Идее аполлонизма в искусстве гораздо ближе был другой мыслитель, в то время уже терявший свою популярность, — Аким Львович Волынский. Он считался членом редакции «Аполлона» до выхода первой книжки, когда этот неукротимый идеолог аполлонизма (в то время) выступил против всех сотрудников журнала с принципиальным «разоблачением их декадентской порчи. После этого инцидента мне пришлось расстаться с Волынским: он сам поставил условие: или он, или «они»… Его уход не имел последствий. «Аполлонизм», близкий художникам «Мира искусства», примкнувшим к журналу, остался незыблемой идеей журнала и ее целиком восприняла «молодая редакция» с Гумилевым, Кузминым, Гюнтером, Осипом Мандельштамом. Таким образом молодежь сразу оказалась как бы в оппозиции к одному из «столпов» журнала — Вячеславу Иванову. В длинном стихотворении, посвященном Кузмину («Нежная тайна») вспоминается такая строфа:
Союзник мой на Геликоне,
Чужой меж светских передряг,
Мой брат в дельфийском Аполлоне,
А в том — на Мойке — чуть не враг!
(Редакция «Аполлона» помещалась тогда на Мойке).

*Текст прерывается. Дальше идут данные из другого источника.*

Issue #190, opened 2020-04-07
KtButton: Re-Apply Fix for Buttons Being Implicitly Type=Submit


FlorianWendelborn:
Had to be reverted as a workaround, should be re-applied ASAP.

PR #392, opened 2021-04-09
fix(KtButton): composition api and types, fix implicit submit, loading -> isLoading

HansAuger:
* **BREAKING**: `loading` => `isLoading`
* **BREAKING**: `isSubmit` for old bug-causing implicit submit behavior (#190)
* refactored to `@vue/composition-api`
* refactored SCSS


packages/kotti-ui/source/kotti-button/KtButton.vue
```diff
@@ -24,35 +28,23 @@ export default {
...
-	data() {
+	setup(props, { emit, slots }) {
+		const hasSlot = computed(() => Boolean(slots.default))
 		return {
-			isHover: false,
+			handleClick: (event) => emit(KottiButton.Event.CLICK, event),
+			hasSlot,
+			mainClasses: computed(() => ({
+				'kt-button': true,
+				[props.type]: true,
```
carsoli, line 38: this can translate to a `null` key, as in
```
mainClasses = { 
//... other key value pairs ,

null: true 
}
```
in theory, wouldn't make a difference, but i hate it :(

packages/kotti-ui/source/kotti-button/KtButton.vue
```diff
@@ -24,35 +28,23 @@ export default {
...
+				icon: props.icon,
+				'icon-only': props.icon && !hasSlot.value && !props.label,
+				'kt-button--is-block': props.isBlock,
+				'kt-button--is-multiline': props.isMultiline,
+				sm: props.size === 'small',
```
carsoli, line 43: not on you but
i think we pass `sm`, `md`, `lg` to the `size` prop and apparently we only either `sm` or not

would propose 
`[props.size]: true`

HansAuger: hmmm , [documentation](https://3yourmind.github.io/kotti/usage/components/button) claims differently. Will have a look

packages/kotti-ui/source/kotti-button/types.ts
```diff
@@ -0,0 +1,19 @@
+import { Yoco } from '@3yourmind/yoco'
+
+export namespace KottiButton {
+	export type PropsInternal = {
+		icon: Yoco.Icon | ''
```
FlorianWendelborn, line 5: Should be `| null`

packages/kotti-ui/source/kotti-button/types.ts
```diff
@@ -0,0 +1,19 @@
...
+		isBlock: boolean
+		isMultiline: boolean
+		label: string | null
+		loading: boolean
+		size: 'small' | null
```
FlorianWendelborn, line 10: Should use an `enum` and not have a `null`

packages/kotti-ui/source/kotti-button/types.ts
```diff
@@ -0,0 +1,19 @@
...
+		type: 'primary' | 'secondary' | 'text' | 'danger'
```
FlorianWendelborn, line 11: Should be an `enum`

packages/kotti-ui/source/kotti-button/types.ts
```diff
@@ -0,0 +1,19 @@
...
+	}
+
+	export type Props = Partial<PropsInternal>
+
+	export enum Event {
```
FlorianWendelborn, line 16: Doesn’t fit well with our existing event-related namespaces

packages/kotti-ui/source/types/kotti.ts
```diff
@@ -31,6 +31,7 @@ export {
 export { KottiModal as Modal } from '../kotti-modal/types'
 export { KottiNavbar as Navbar } from '../kotti-navbar/types'
 export { KottiRow as Row } from '../kotti-row/types'
+export { KottiButton as Button } from '../kotti-button/types'
```
FlorianWendelborn, line 34: Not sorted

packages/kotti-ui/source/kotti-button/KtButton.vue
```diff
@@ -11,10 +11,14 @@
 	</component>
 </template>
 
-<script>
-export default {
+<script lang="ts">
+import { computed, defineComponent } from '@vue/composition-api'
+
+import { KottiButton } from './types'
```
FlorianWendelborn, line 17: Missing newline

packages/kotti-ui/source/kotti-button/KtButton.vue
```diff
@@ -24,35 +28,23 @@ export default {
 		size: { default: null, type: String },
 		type: { default: null, type: String },
 	},
-	data() {
+	setup(props, { emit, slots }) {
+		const hasSlot = computed(() => Boolean(slots.default))
```
FlorianWendelborn, line 32: Either should be inlined or have a newline afterwards

packages/kotti-ui/source/kotti-button/KtButton.vue
```diff
@@ -24,35 +28,23 @@ export default {
...
 		return {
-			isHover: false,
+			handleClick: (event) => emit(KottiButton.Event.CLICK, event),
+			hasSlot,
+			mainClasses: computed(() => ({
+				'kt-button': true,
+				[props.type]: true,
+				icon: props.icon,
+				'icon-only': props.icon && !hasSlot.value && !props.label,
```
FlorianWendelborn, line 40: This class seems weirdly named

packages/kotti-ui/source/kotti-button/KtButton.vue
FlorianWendelborn, line 43: Should be `kt-button--size-${size}`

FlorianWendelborn (changes requested):

packages/documentation/pages/usage/components/form-fields.vue
```diff
@@ -412,6 +419,7 @@ const components: Array<{
 		formKey: 'singleSelectValue',
 		name: 'KtFieldRadioGroup',
 		supports: { clear: false, decoration: false, tabIndex: true },
+		slots: ['header', 'body'],
```
FlorianWendelborn, line 422: Why is this here?

packages/kotti-ui/source/kotti-button/types.ts
```diff
@@ -0,0 +1,28 @@
...
+export namespace KottiButton {
+	export enum Type {
+		PRIMARY = 'primary',
+		SECONDARY = 'secondary',
+		TEXT = 'text',
+		DANGER = 'danger',
+	}
+
+	export enum Size {
+		SMALL = 'small',
```
FlorianWendelborn, line 12: I think this is a breaking change

packages/kotti-ui/source/kotti-button/types.ts
```diff
@@ -0,0 +1,28 @@
...
+		MEDIUM = 'medium',
```
FlorianWendelborn, line 13: I think this is a breaking change

packages/kotti-ui/source/kotti-button/types.ts
```diff
@@ -0,0 +1,28 @@
...
+		LARGE = 'large',
```
FlorianWendelborn, line 14: I think this is a breaking change

packages/kotti-ui/source/kotti-button/types.ts
HansAuger: Can you explain what about this is a breaking change? I suppose you think that originally you would pass `"sm"` instead of `"small"` , mainly because @carsoli stated the same in a previous comment. But neither the [documentation](https://3yourmind.github.io/kotti/usage/components/button) nor the [previous code](https://github.com/3YOURMIND/kotti/pull/392/files#diff-fa0908517b6e4a5446821f5f904942271f3a861afdece9b31bf7f0f4d25c92d4L40) would suggest this is the case. Am I missing something here?

packages/kotti-ui/source/kotti-button/types.ts
HansAuger: Can you explain what about this is a breaking change? I suppose you think that originally you would pass `"lg"` instead of `"large"` , mainly because @carsoli stated the same in a previous comment. The [documentation](https://3yourmind.github.io/kotti/usage/components/button) wouldn't suggest so and I think I'm  actually fixing a bug here because large buttons somehow were dropped. As you can see in the documentation the medium button and the large button have the same height.

packages/kotti-ui/source/kotti-button/types.ts
HansAuger: True, `"medium"` (and btw neither `"md"`) is a supported prop. Will remove

packages/documentation/pages/usage/components/form-fields.vue
HansAuger: Why is any of this file changed at all?

packages/kotti-ui/source/kotti-button/types.ts
FlorianWendelborn: Wow, I assumed that surely nobody would’ve bothered to explicitly transform `small` into `sm` just to "save" 3 characters in the CSS. In that case, this is fine and preferable.

packages/kotti-ui/source/kotti-button/types.ts
FlorianWendelborn: I think it’s much better if we support `medium` and default to it instead of `null`. I’ll finalize this and merge it now

FlorianWendelborn (approved):

packages/kotti-ui/source/kotti-button/KtButton.vue
```diff
@@ -68,29 +76,46 @@ export default {
...
+		.yoco {
+			font-size: 1rem;
+		}
+
+		&:not(.kt-button--has-content) {
+			padding: 0 var(--unit-2);
+		}
 	}
 
 	// increase selector specificity by using .kt-button twice
```
carsoli, line 121: WTF :D

packages/kotti-ui/source/kotti-button/KtButton.vue
```diff
@@ -105,119 +130,116 @@ export default {
...
-	background-color: var(--button-main-color);
-	border-color: var(--button-main-color-dark);
+	&--type {
+		&-danger {
+			color: var(--danger);
 
-	&:hover {
-		background-color: var(--button-main-color-dark);
-	}
+			.kt-circle-loading {
```
carsoli, line 163: this dude seems to always inherit color - maybe instead of duplications, move it one level above and `color: inherit`

packages/kotti-ui/source/kotti-button/KtButton.vue
```diff
@@ -105,119 +130,116 @@ export default {
...
 		padding-bottom: var(--unit-1);
 		line-height: var(--default-button-line-height);
-		&.icon {
+
+		&.kt-button--has-icon {
 			align-items: baseline;
 			text-align: left;
+
 			.yoco {
 				position: relative;
```
carsoli, line 139: why relativee

can u maybe flex the contents, and that's it?

packages/kotti-ui/source/kotti-button/KtButton.vue
carsoli: this seems off :)

packages/kotti-ui/source/kotti-button/KtButton.vue
FlorianWendelborn: It’s for the crazy `isMultiline` BS. Really don’t want to touch it, sorry.

packages/kotti-ui/source/kotti-button/KtButton.vue
FlorianWendelborn: It’s `border-color` though. I don’t think it’s easily possible to inherit this via CSS

carsoli (approved):

PR #831, opened 2021-10-11
Enhance docker pre-req checks to verify CPU and Memory settings

miclettej:
Uses docker system info to verify user has minimum 4 CPU allocated and 6GB memory allocated in docker settings

This pre-requisite check has been added to the UI and CLI right after docker daemon is verified to be running

Screen Shot 2021-10-11 at 4 27 11 PM

Screen Shot 2021-10-11 at 4 15 14 PM

Screen Shot 2021-10-11 at 4 15 36 PM

Fixes https://github.com/vmware-tanzu/tanzu-framework/issues/687
Tested using combination of valid and invalid pre-req settings in Docker desktop for both UI and CLI

**Release note**:
```release-note
Docker pre-requisite checks now validate that user has sufficient memory and CPU settings selected. Minimum CPU required is 4 and minimum Total Memory is 6GB.
```
**New PR Checklist**


pkg/v1/tkg/client/common.go
```diff
@@ -140,6 +201,24 @@ func (c *TkgClient) validateDockerPrerequisites() error {
 	if !isDockerDaemonRunning {
 		return errors.New("docker daemon is not running, Please make sure Docker daemon is up and running")
 	}
+	// validate docker allocated CPU and memory against recommended minimums
+	if validateDockerResources {
+		if dockerResourceCpus, err = checkDockerResourceCpu(); err != nil {
+			return errors.Wrap(err, "Failed to check docker minimum number of CPUs")
+		}
+
+		if !(dockerResourceCpus >= 4) {
```
saji-pivotal, line 210: nit-ish: The conditional can be changed to `if dockerResourceCPUs < 4`

pkg/v1/tkg/client/common.go
```diff
@@ -81,6 +82,65 @@ func checkDockerDaemonIsRunning() (bool, error) {
 	return true, nil
 }
 
+func checkDockerResourceCpu() (int, error) {
```
saji-pivotal, line 85: IMO `checkDockerResourceCpu()` and `checkDockerResourceMemory()` can be combined into a single validation function like `checkDockerResource(resourceType string)` and that function can be called from validateDockerPrerequisites as follows 

```
func (c *TkgClient) ValidatePrerequisites {
  ...
  if dockerResourceCpus, err = checkDockerResource("NCPU"); err != nil {
   ... 
 }
 if  dockerResourceTotalMemory, err = checkDockerResource("MemTotal"); err != nil {
  ...
 }
}
```

Please let me know what you think

pkg/v1/tkg/client/common.go
```diff
@@ -140,6 +201,24 @@ func (c *TkgClient) validateDockerPrerequisites() error {
 	if !isDockerDaemonRunning {
 		return errors.New("docker daemon is not running, Please make sure Docker daemon is up and running")
 	}
+	// validate docker allocated CPU and memory against recommended minimums
+	if validateDockerResources {
```
saji-pivotal, line 205: I'm just curious. Why are these checks optional? Why are they not part of the prerequisites?

saji-pivotal (changes requested):
@miclettej Nice work overall! I do have a few questions though? 
Along with the other review comments, is it possible to add some unit tests for this change?

pkg/v1/tkg/client/common.go
miclettej: @saji-pivotal The original checks for docker daemon running serve two purposes. First, we are validating that docker is running prior to executing the CLI create command for any provider. Second, this is repurposed for the UI to check if the daemon is running at the start of the docker workflow...the step referenced in the screen shots. So what we have to do is determine what is the source of triggering this validation to occur. If it is coming from the UI to validate that the daemon is running, then we also want to confirm the user has the appropriate resource minimums set. 

We would want to bypass those memory/cpu resource checks when the create command is run for AWS, vSphere, Azure.

miclettej: Agreed, much better approach. Thank you for the suggestion.

pkg/v1/tkg/client/common.go
```diff
@@ -144,6 +172,32 @@ func (c *TkgClient) validateDockerPrerequisites() error {
 	return nil
 }
 
+func (c *TkgClient) ValidateDockerResourcePrerequisites() error {
+	var dockerResourceCpus, dockerResourceTotalMemory int
+	var err error
+
+	// validate docker allocated CPU and memory against recommended minimums
+	if dockerResourceCpus, err = checkDockerResource("NCPU"); err != nil {
```
saji-pivotal, line 180: nit: Can we initialize "NCPU" and "MemTotal" as string constants, and pass those constants?

pkg/v1/tkg/client/common.go
```diff
@@ -144,6 +172,32 @@ func (c *TkgClient) validateDockerPrerequisites() error {
...
+		return errors.Wrap(err, "Failed to check docker minimum number of CPUs")
+	}
+
+	if !(dockerResourceCpus >= 4) {
```
saji-pivotal, line 184: nit: if dockerResourceCPUs < 4

pkg/v1/tkg/client/common.go
```diff
@@ -144,6 +172,32 @@ func (c *TkgClient) validateDockerPrerequisites() error {
 	return nil
 }
 
+func (c *TkgClient) ValidateDockerResourcePrerequisites() error {
```
saji-pivotal, line 175: Q: I'm not sure if we should add this here or in https://github.com/vmware-tanzu/tanzu-framework/blob/main/pkg/v1/tkg/client/validate.go . IMO it would be worth a quick discussion

pkg/v1/tkg/client/common.go
miclettej: Ah yes, this is a question I forgot to ask when we synched over zoom. I just pushed a commit that initializes these as constants within the function. I meant to ask, is there a better place that we should initialize constants that would be consumed by this function...maybe somewhere we would import constants from. Or is it okay to just initialize within the function as I have in this commit.

PR #864, opened 2021-10-13
[Draft] Addons should upgrade before cluster upgrade

blc1996:

The addons should upgrade prior to cluster upgrade to account for forward compatibility.
i.e. some old addons may not run on the nodes with new k8s version. The new addons will be only scheduled on new nodes, so we don't need to worry about backward compatibility as it's a rolling upgrade

the cluster upgrade process
1. Upgrades cluster-api resources
1. Some special pre upgrade handling
1. Updates management cluster node by patching the version of KubeadmControlPlane cluster-api resource. Once this is patched, a machine and a node with the new version will be reconciled. The CLI wait's for cluster-api's Ready condition before proceeds.
1. Updates workload cluster node by patching the version of MachineDeployment cluster-api resource. It will create a new worker node. CLI waits on MachineDeployment until it's successfully reconciled.
1. Upgrade addons. Including patching kapp-controller, TKR, addons manager.
 
Calico:  The CRD definitions are using **apiextensions.k8s.io/v1beta1** API version. This will make the CRD unusable once the cluster is upgraded to 1.22.0. 
The CLI will wait for the old CNI package running on the new node to mark the node as ready, it will block waits on Calico which will never come up.
Due to the issue of Calico, the process will be stuck at step 3. KubeadmControlPlane will never be ready because it is missing CNI.

Fixes N+1 compatibility of Core addons with k8s 1.22

POC
Manually replicated the same upgrade situation, the upgrade was successful with this order change.

**Release note**:

```release-note

```
**New PR Checklist**

### DIFF
--- a/addons/controllers/addon_reconcilers.go
+++ b/addons/controllers/addon_reconcilers.go
@@ -205,9 +205,9 @@ func (r *AddonReconciler) ReconcileAddonDataValuesSecretNormal(
 			addonDataValuesSecret.Data["imageInfo.yaml"] = imageInfoBytes
 		}
 		// Add kubernetesVersion info
-		TKRVersionBytes, err := util.GetKubernetesVersionInfo(bom)
+		TKRVersionBytes, err := util.GetTKRVersionInfo(bom)
 		if err != nil {
-			log.Error(err, "Error retrieving Kubernetes version info from BOM")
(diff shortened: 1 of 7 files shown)


blc1996:
Migrated and merged in #959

«Дионисийство» Вячеслава Иванова, не созвучное больше эстетике «молодых», хорошо выражено в стихотворении «Кормчих звезд» из отдела «Геспериды».
Голоса.
Муз моих вещунья и подруга,
Вдохновленных спутница Менад!
Отчего неведомого Юга
Снится нам священный сад?
И о чем над кущей огнетканной,
Густолистной, ропщет Дионис,
И, колебля мрак благоуханный,
Шепчут лавр и кипарис?
И куда лазурной Нереиды
Нас зовет певучая печаль?
Где она, волшебной Геспериды
Золотящаяся даль?
Тихо спят кумиров наших храмы,
Древних грез в пурпуровых морях;
Мы вотще сжигаем фимиамы
На забытых алтарях.
Отчего же в дымных нимбах тени
Зыблются, подобные богам,
Будят лир зефирострунных пени —
И зовут к родным брегам?
И зовут к родному новоселью
Неотступных ликов голоса,
И полны таинственной свирелью
Молчаливые леса?
Вдаль влекомы волей сокровенной,
Пришлецы неведомой земли,
Мы тоскуем по дали забвенной,
По несбывшейся дали.
Душу память смутная тревожит,
В смутном сне надеется она;
И забыть богов своих не может, —
И воззвать их не сильна!
Какое исчерпывающее признание! Поэт не может забыть античных богов, хоть не силен «воззвать» (воскресить) их. Попыткой их воскрешения в сущности и была мифотворческая поэзия Вячеслава Иванова. Религиозной жаждой томился и он, как многие христианствующие интеллигенты того времени (журнал «Новый Путь» с Мережковскими и Тернавцевым, «Вопросы Жизни» с Чулковым), но христианином Вячеслав Иванов еще не был.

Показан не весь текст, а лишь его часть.